In a letter sent Tuesday to U.S. Judge Joseph Farnan, the automaker's attorneys said they also would try to bring back former Chrysler president Thomas Stallkamp to testify about the notes, taken during the 1998 merger talks by former DaimlerChrysler director Gary Valade, The Detroit News reported Wednesday.

Attorneys for Kirk Kerkorian, once Chrysler's largest shareholder and who is suing DaimlerChrysler and Schrempp for more than $1 billion for fraud, want to question Schrempp and Stallkamp again in light of statements attributed to top managers in the notes.

Farnan halted the trial on Dec. 16 after DaimlerChrysler's attorneys revealed the existence of the notes detailing high-level meetings to discuss the $36 billion merger of Daimler-Benz AG and Chrysler Corp.

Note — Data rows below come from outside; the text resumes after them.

PR #353, opened 2021-12-08
Make the stack pad with 0s if no input offline, and fix an issue with set operators

### LINKED ISSUE #304: Stack isn't padded with zero
When no input is given to a program, the interpreter thinks that an empty string was given as input, and will return that when the stack is empty, instead of zero.

Example: [Try it Online!](https://vyxal.pythonanywhere.com/#WyIiLCIiLCLCpD0iLCIiLCIiXQ==)

### LINKED ISSUE #352: `⊍` and co error when lists contain lists
This should be fixed by just making sure everything inside is a tuple or maybe a `LazyList`

(created by lyxal [here](https://chat.stackexchange.com/transcript/message/59821793))

Lyxal:
Closes #304 
Closes #352 

I also fixed a little division by 0 error I noticed - it's just implementing the behaviour that already exists in 2.4 and has proven to be useful: `0 / 0 = 0` for golfing purposes.

### DIFF
--- a/vyxal/helpers.py
+++ b/vyxal/helpers.py
@@ -206,7 +206,9 @@ def get_input(ctx: Context) -> Any:
         else:
             try:
                 temp = vy_eval(input("> " * ctx.repl_mode), ctx)
-            except EOFError:
+                if ctx.empty_input_is_zero and temp == "":
+                    return 0
+            except Exception:
                 temp = 0
             return temp
     else:
--- a/vyxal/context.py
+++ b/vyxal/context.py
@@ -6,6 +6,7 @@ class Context:
 
     def __init__(self):
         self.context_values = [0]
+        self.empty_input_is_zero = True
         self.default_arity = 1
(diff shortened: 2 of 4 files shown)


Lyxal:
https://chat.stackexchange.com/transcript/message/59823663#59823663 counts as 1 approval

vyxal/helpers.py
```diff
@@ -206,7 +206,9 @@ def get_input(ctx: Context) -> Any:
         else:
             try:
                 temp = vy_eval(input("> " * ctx.repl_mode), ctx)
-            except EOFError:
+                if ctx.empty_input_is_zero and temp == "":
+                    return 0
+            except Exception:
```
razetime, line 211: Is there good reason to use the more general Exception class here

razetime (commented):
just 1 question

PyGamer0 (approved):

chunkybanana (approved):

PR #360, opened 2021-12-10
fix 356, 357, 358 and 359

Lyxal:


chunkybanana (approved):
lgtm

pxeger:
In future can you try and fix one bug at a time and open separate PRs for each?

vyxal/transpile.py
```diff
@@ -90,9 +90,9 @@ def transpile_token(
         # screws up escape sequences.
 
         # So instead, we have to manually escape the string
-        string = string.replace("\\", "\\\\").replace('"', '\\"')
-        string = string.replace("\n", "\\n")
-        return indent_str(f'stack.append("{string}")', indent)
+        string = f"{string!r}"
+        string = re.sub(r"\\([ntbrf])", r"\1", string).replace("\\`", "`")
```
pxeger, line 94: I'm pretty sure there should be a better way of doing this, but meh. Also, I think you should write some unit tests for this particular bit of code, because......

pxeger (approved):

PR #361, opened 2021-12-10
Update production (10/12/2021)

Lyxal:
Am I even using production correctly by updating it immediately after merging into main?


pxeger:
> Am I even using production correctly by updating it immediately after merging into main?

Yes. (well, you might want to wait a while to ensure the `main` at that point is stable, but that's kinda overkill)

pxeger (approved):

PR #372, opened 2021-12-11
Add some little features and add some overloads

Lyxal:


razetime (approved):
it's the little things that count

documents/knowledge/elements.yaml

Earlier this month, an official appointed by the court to determine why the documents were presented so late said it appeared to be an accident.

Special master Collins Seitz Jr. also said DaimlerChrysler didn't act in bad faith.

"I find that the most likely explanation for the late production of documents is careless copying of Mr. Valade's documents by outside copy vendors, discovered by Mr. Valade and the attorneys just before Mr. Valade's testimony," Seitz wrote in the decision.

The judge has not set a date to resume the trial. Kerkorian's team contends that the notes bolster its claim that Schrempp deceived investors when he portrayed the deal as a merger of equals.

Jay Eisenhofer, an attorney representing institutional investors who settled a similar case with DaimlerChrysler last fall, said the notes contained no new dramatic evidence.

Schrempp testified in December that he never sought to take over Chrysler.